*What the task requires*. How many lines in the records below hold the string "producing"? Answer with the number alone.

*Stored data*.
PR #12348, opened 2026-07-23
Change ApeX Pro to ApeX Omni, update disco and project page

sergeyshemyakov:
Resolves L2B-14487
I will look into the proof system of zkLink a bit later, it seems to be a non-trivial task. I was not able to find the circuits repo (seems to be private now).


sekuba (approved):

sekuba:
disabled automerge for the rename

PR #12349, opened 2026-07-23
Aztec liveness grouping

vilcht:
resolves L2B-14450

Depends on #12410 for database support.

## Summary

- add function-call parameter grouping to tracked liveness configuration and results
- configure Aztec state updates to group proofs by epoch
- propagate grouping keys through batch and real-time liveness processing
- ignore malformed grouped calldata in real-time liveness matching

## Why

Multiple Aztec proofs can belong to the same epoch. Grouping them keeps liveness calculations aligned with epochs while preserving cost records per transaction.

## Validation

- backend tests: 1,253 passing
- config tests: 23,706 passing
- shared tests: 390 passing
- backend, config, and shared typechecks


packages/backend/src/modules/anomalies/RealTimeLivenessProcessor.ts
```diff
@@ -118,12 +121,24 @@ export class RealTimeLivenessProcessor implements BlockProcessor {
...
+          configurationId: config.id,
+        }
+
+        if (hasLivenessGrouping(config)) {
+          record.groupingKey = getLivenessGroupingKey(
+            tx.data as string,
+            config.params,
+            config.groupBy,
+          )
+        }
```
torztomasz, line 149: `getLivenessGroupingKey` throws on calldata that doesn't ABI-decode, and this path matches raw block txs by `to` + 4-byte selector only — no receipt/success check. Anyone can send a cheap reverting tx to the Rollup address with selector `0x069d1525` and garbage calldata: the decode throws, `matchLivenessTransactions` rejects, and `BlockIndexer` catches it at the processor level — so the **whole block is skipped** for `RealTimeLivenessProcessor`: all projects' real-time liveness matching *and* the `checkForAnomalies` call for that block are silently lost (just a `Processor failed` log). Repeatable for ~21k gas per block.

The batch path is safe (the Dune query filters `tr.success = true`, so the contract itself already decoded any calldata we see), but here please wrap the key extraction in a try/catch and drop the record on failure — a call the contract couldn't decode isn't a real proof, so skipping it is also semantically correct.

The `key.length <= 255` assert in `getLivenessGroupingKey` has the same throw-on-adversarial-input shape — unreachable for Aztec's `uint256` (≤ 78 chars), but the function is generic, so it deserves the same treatment.

packages/backend/src/modules/tracked-txs/modules/liveness/LivenessUpdater.ts
```diff
@@ -31,11 +31,22 @@ export class LivenessUpdater implements TxUpdaterInterface<'liveness'> {
...
+        configurationId: transaction.id,
+        txHash: transaction.hash,
+      }
+
+      if (
+        'groupingKey' in transaction &&
+        transaction.groupingKey !== undefined
+      ) {
+        record.groupingKey = transaction.groupingKey
+      }
```
torztomasz, line 48: We avoid probing union members with the `in` operator — and thanks to your own `model.ts` split the discriminants are right there:

```ts
if (
  transaction.formula === 'functionCall' &&
  transaction.type === 'liveness' &&
  transaction.groupingKey !== undefined
) {
  record.groupingKey = transaction.groupingKey
}
```

(The same `in`-probe pattern also appears in `getProjects.test.ts` and `transformFunctionCallsQueryResult.test.ts` — worth cleaning up there too while at it.)

torztomasz (changes requested):
Solid implementation overall — I verified the Aztec config end-to-end (the configured signature hashes to `0x069d1525` and `path: [0, 0]` decodes to `start`, which the Rollup contract guarantees is unique per epoch), and applied the three migrations to a scratch DB via `prisma migrate deploy`: the `CREATE UNIQUE INDEX CONCURRENTLY` single-statement trick works and both partial indexes come out valid. The keep-earliest upsert semantics are also nicely robust to out-of-order arrival.

Requesting changes for the two inline comments below — mainly the unhandled decode failure in the real-time path, which is externally triggerable. (Separately, `forbid-mixed-changes` will require splitting the migrations into their own PR before this can land.)

packages/backend/src/modules/tracked-txs/utils/getLivenessGroupingKey.ts
```diff
@@ -0,0 +1,47 @@
...
+): string {
+  let value: unknown = decodeFunctionCallInput(config.signature, input)
+
+  for (const index of grouping.path) {
+    assert(Number.isInteger(index) && index >= 0, 'Invalid parameter path')
+    assert(
+      typeof value === 'object' && value !== null,
+      'Parameter path does not exist',
+    )
+    value = Reflect.get(value, index)
```
torztomasz: do we need to use `Reflect` here? wont using value[index] just work?

packages/config/src/internalTypes.ts
```diff
@@ -187,18 +187,40 @@ export interface ProjectScalingRiskView extends ProjectRiskView {
...
+  | {
+      type: 'l2costs'
+      subtype: TrackedTxsConfigSubtype
+    }
+  | {
+      type: 'liveness'
+      subtype: TrackedTxsConfigSubtype
+      /** Liveness grouping is only supported for functionCall queries. */
+      groupBy?: undefined
+    }
```
torztomasz: Honestly I can not understand these types

torztomasz (approved):

torztomasz:
## Main issue: unguarded decode in the batch path

In `transformFunctionCallsQueryResult.ts`, `getLivenessGroupingKey` is called with no try/catch, while `RealTimeLivenessProcessor` deliberately catches and skips malformed calldata. `getLivenessGroupingKey` throws on: undecodable input, a path that doesn't resolve, a non-scalar target, or a key > 255 chars.

- If any Dune-returned row for a grouped config fails decoding, the throw propagates out of `TrackedTxsClient.getData` and stalls the **entire** tracked-txs update — liveness *and* l2costs for all projects in that batch — until someone intervenes, and it will re-throw on every retry since the offending tx stays in range.
- The Dune query filters `tr.success = true`, which makes malformed args unlikely for Aztec's `submit` (a successful call almost certainly had well-formed calldata), so this is a tail risk rather than a live bug. But the failure mode is severe and asymmetric with the real-time path. Recommend either mirroring the real-time skip (with a `logger.warn` — silent skip would hide real problems) or at minimum a comment stating that batch is intentionally fail-loud.
- Related: the real-time `catch {}` swallows *all* four assert reasons silently, including the 255-char limit. A `logger.warn` there would make config mistakes (wrong `path`) observable instead of just producing zero grouped records.

torztomasz:
## Things I verified are correct

- **Mixed `getFullInput` for identical params** (the exact Aztec case: grouped liveness + ungrouped l2costs on the same address/selector): `getFunctionCallQuery` dedups configs by address+selector and decides full input per *address* (`fullInputAddresses`), so there's no duplicate-row or truncated-input hazard — the liveness config's `getFullInput: true` wins for the shared address. The transform then matches both configs against the full-input row and only the liveness result gets a key. The new transform test covers exactly this.
- **ID change → resync**: `createTrackedTxId` now hashes `groupBy`, so Aztec's `stateUpdates` liveness gets a new configuration id, wiping and re-syncing that config's records from `sinceTimestamp`. This is necessary (old records lack keys) and appears intended, but it's worth calling out in the PR description as an operational effect: old records are deleted and a full Dune backfill runs on deploy. Confirm the anomalies/real-time side tolerates the window where the new config has no history.
- **Path traversal safety**: `Reflect.get` with integer-only indices, null/undefined/array rejection, and `String(BigNumber)` producing decimal all check out; indexing "into" a BigNumber dead-ends at `undefined` → proper assert.
- **`decodeFunctionCallInput` cache**: bounded by static config signatures (also now shared with `isFistParameterMatching`), so the unbounded `Map` is fine; nice incidental perf win for the shared-bridge hot path, which previously built a new `Interface` per call.
- **Defense in depth**: the runtime assert in `RealTimeLivenessProcessor.updateConfigurations` re-checks what `topics?: never` and the `getProjects` assert already guarantee — redundant across layers, which is consistent with how this codebase treats class vs. config boundaries.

*Task solution*. 2